Root first, ask questions later is rallying cry of un-Colts fans

June 29, 1994|By Jean Marbella | Jean Marbella,Sun Staff Writer

When "Big Wheel" Leonard Burrier started spelling it out for the noontime crowd at Harborplace yesterday, they knew exactly what to do: They gave the superfan a C, an O, an L, a T and an S.

It was a show of team spirit, as well as an act of civil disobedience.

The day after a federal judge ordered Baltimore's new Canadian Football League team to stop using the city's old Colts name, several hundred people attending the pep rally at Harborplace blithely ignored him. They wore Baltimore CFL Colts T-shirts. They ogled the Baltimore CFL Colts cheerleaders. They called it as they saw it.
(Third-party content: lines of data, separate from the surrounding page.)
PR #4810, opened 2022-12-13
Docker release task for latest tags

jframe:
## PR description
Expands the github release workflow to support adding the latest tags for all the docker variants and architectures.

* Replace the use of git sha tags with existing release tags to avoid creating a lot of unneeded tags. When creating the latest tags for all the variants, arch and manifests 15 tags are needed in total
* Added latest tags for variants as was done for previous releases
* Added latest tags for all the architectures
* Added latest tags for multi-arch images

## Documentation

## Changelog

### DIFF
--- a/.github/workflows/release.yml
+++ b/.github/workflows/release.yml
@@ -6,11 +6,12 @@ jobs:
   dockerPromoteX64:
     runs-on: ubuntu-latest
     steps:
+      - uses: actions/checkout@v3
       - name: Login to DockerHub
         run: echo ${{ secrets.DOCKER_PASSWORD_RW }} | docker login -u ${{ secrets.DOCKER_USER_RW }} --password-stdin
-      - name: pull tagged image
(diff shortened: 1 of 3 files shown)


jflo:
This is a different approach, but certainly viable. Using this release action, we would still require a build to be run and the release tag to be applied so that it can be promoted. The previous approach allowed for promoting a snapshot. 

Both approaches allow us to iterate on an image and defer application of the `latest` tag till when the release is cut.

jframe:
> This is a different approach, but certainly viable. Using this release action, we would still require a build to be run and the release tag to be applied so that it can be promoted. The previous approach allowed for promoting a snapshot.
> 
> Both approaches allow us to iterate on an image and defer application of the `latest` tag till when the release is cut.

This approach doesn't require a build to be run. It does a docker pull to retrieve the image on the docker registry before applying the tags and pushing them.

But it wouldn't work on promoting a snapshot we can't identity a specific build for the snapshot. So using the sha would be a benefit if wanted to keep that ability.

jflo (approved):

"I waited 10 years for this. They're the Colts to me, I don't care what they call them," declared Joe Herb, 33, who came from Anne Arundel County to support the CFL team that, name or no name, plays its first home exhibition game tonight at Memorial Stadium.

Because of a trademark suit -- the National Football League and the Indianapolis Colts claim ownership of the Colts name -- the new team is calling itself the "Baltimore CFLs" for now.
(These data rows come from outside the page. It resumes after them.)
PR #4814, opened 2022-12-14
Shanghai timestamp refactored

siladu:
Corrected version of https://github.com/hyperledger/besu/pull/4743


siladu:
Corrected the commits on https://github.com/hyperledger/besu/pull/4743 so this is no longer needed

But it is continuing its fight to bring back the nickname that's for ever embedded in the city's memory -- the one stolen away when the hated Bob Irsay moved the city's NFL team to Indianapolis that dark night 10 years ago.

"The Baltimore Colts belong to Baltimore," said Tom Matte, the former Colt running back turned Camden Yards barbecue chef and limited partner in the CFL franchise. "We can call ourselves whatever, people will still say, 'Colts.' "

Mr. Matte and other former Colts -- including Artie Donovan, Stan White, Bruce Laird, Bill Troup and Ordell Braase -- were introduced at the rally and are among the 60 "alumni" who will attend tonight's exhibition game against the Winnipeg Blue Bombers. They were decidedly more familiar to rally-goers than the CFL team that was introduced at the rally.

Will a football team by any other name be as sweet?

"It loses some of the allure," rally-goer Mike Beczkowski, 24, an account executive at T. Rowe Price, says of an un-Colt team.

"It's the Colts we can identify with, not with the CFL," agrees his co-worker, Ron Chanski, 23.

Others, though, said that to a football-starved city, the name isn't the only important thing.

"The name matters -- it's an inspiration to the people of Baltimore, it has close ties to Baltimore. But we've waited for football for so long, any name they pick, I think people will support it," said April Wise, 23, one of the cheerleaders and an accountant with Ernst & Young.

"It's a new league, it has no connection to the NFL. Give 'em a new name, give 'em new traditions," said Joe Mazzella, 28, a landscaper wearing a T-shirt that similarly reflected his disenchantment with the NFL for failing to give Baltimore an expansion team.

The controversy over the name may actually serve to fire up people who haven't embraced the less familiar CFL as they might have an NFL franchise.

"When I look at this," said rally-goer Fred Abt, 57, a devoted fan of both the old Colts and the new guys that would replace them in Baltimore's heart, "I think, at least it's put the team in the limelight."